Ledrappier-Young entropy formula for $C^1$ diffeomorphisms with dominated splitting Part 1: Unstable entropy formula and invariance principle
Shaobo Gan, Yao Tong, Jiagang Yang
TL;DR
The paper extends the Ledrappier–Young entropy framework to $C^1$ diffeomorphisms with dominated splitting, proving that when the center bundle is one-dimensional, the unstable entropy equals the metric entropy for ergodic measures and the center contributes no entropy. It overcomes lack of Lipschitz unstable holonomies by introducing fake foliations and establishing uniform Hölder holonomy, along with uncentered maximal-function techniques to obtain convergence arguments.

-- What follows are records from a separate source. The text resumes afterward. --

PR #238, opened 2025-12-24
Image upload benchamark

CrabExtra:
Added simple Image uploading benchmark


73_ImageUploadBenchmark/main.cpp
```diff
@@ -0,0 +1,443 @@
...
+			m_logger->log("DEVICE_LOCAL memory types not found!", ILogger::ELL_ERROR);
+			return false;
+		}
+
+		IQueue* queue = getQueue(IQueue::FAMILY_FLAGS::GRAPHICS_BIT);
+		smart_refctd_ptr<IGPUImage> destinationImage;
+		{
+			IGPUImage::SCreationParams imgParams{};
+			imgParams.type = IImage::E_TYPE::ET_2D;
+			imgParams.extent.width = TILE_SIZE * 32;
```
Erfan-Ahmadi: this should depend on your TILES_PER_FRAME.

73_ImageUploadBenchmark/main.cpp
```diff
@@ -0,0 +1,443 @@
...
+				};
+				m_device->blockForSemaphores({&frameWaitInfo, 1});
+			}
+			auto t2 = std::chrono::high_resolution_clock::now();
+
+			commandPools[cmdBufIndex]->reset();
+
+			uint32_t bufferOffset = cmdBufIndex * partitionSize;
+			void* targetPtr = static_cast<uint8_t*>(mappedPtr) + bufferOffset;
+			memcpy(targetPtr, cpuSourceData, partitionSize);
```
Erfan-Ahmadi: you need to check if the mapped pointer's buffer was created on HOST_COHERENT memory. if not, you need to flush the range to be available for the gpu

73_ImageUploadBenchmark/main.cpp
```diff
@@ -0,0 +1,443 @@
...
+			commandPools[i]->createCommandBuffers(
+				IGPUCommandPool::BUFFER_LEVEL::PRIMARY,
+				1,
+				&commandBuffers[i]
+			);
+		}
+
+		uint64_t timelineValue = 0;
+
+		commandBuffers[0]->begin(IGPUCommandBuffer::USAGE::ONE_TIME_SUBMIT_BIT);
```
Erfan-Ahmadi: It's ok to do this if the "end-purpose" of this image was to be a destination image and nothing else :D
but it's going to be used in the shaders as well. so what's the first thing you'll think of doing? transition to TRANSFER__DST for the copy and SHADER_READ_OPTIMAL after the copy. it makes sense for a single-upload image which you're going to use in GPU in many many future frames. but we're potentially uploading to this image every frame and it would be redudndant to do this image layout transitions each time.
that's why we asked you to keep the gpu image in GENERAL layout.

another note:
- pipeline barriers are not for image layout transitions only. you still need them to ensure correct synchronization and access to the resource. 
so: keep the image as GENERAL layout + add 2 pipeline barriers (1 before the transfer, 1 after) the one after is a "Fake" or "mock" one for now. it's as if it's going to be read by a shader soon. 
hint: the second barrier after the transfer should have `SHADER_READ_BIT ` as access in `FRAGMENT` stage (with no layout transition, i.e GENERAL->GENERAL)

A precise unstable entropy theory is developed with subordinate and quotient partitions, transverse metrics, and adapted partitions, enabling the main equality $h^u_m(f)=h_m(f)$ under dominated splitting and $\,\dim E^c\leq 1$. The results yield a $C^1$ invariance principle and various applications, including extensions of Avila–Viana type invariance results and entropy-measure classifications in the $C^1$ partially hyperbolic setting, notably for SPH$(M)$. Overall, the work paves the way for a $C^1$ Ledrappier–Young theory in the one-dimensional center case and lays groundwork for further Hölder-regularity relaxations in subsequent parts.
Abstract
We study the unstable entropy of $C^1$ diffeomorphisms with dominated splittings. Our main result shows that when the zero Lyapunov exponent has multiplicity one, the center direction contributes no entropy, and the unstable entropy coincides with the metric entropy. This extends the celebrated work of Ledrappier-Young [18] for $C^2$ diffeomorphisms to the $C^1$ setting under these assumptions. In particular, our results apply to $C^1$ diffeomorphisms away from homoclinic tangencies due to [20]. As consequences, we obtain several applications at $C^1$ regularity. The Avila-Viana invariance principle [7, 33] holds when the center is one-dimensional. Results on measures of maximal entropy due to Hertz-Hertz-Tahzibi-Ures [25], Tahzibi-Yang [33], and Ures-Viana-Yang-Yang [34, 35] also remain valid for $C^1$ diffeomorphisms.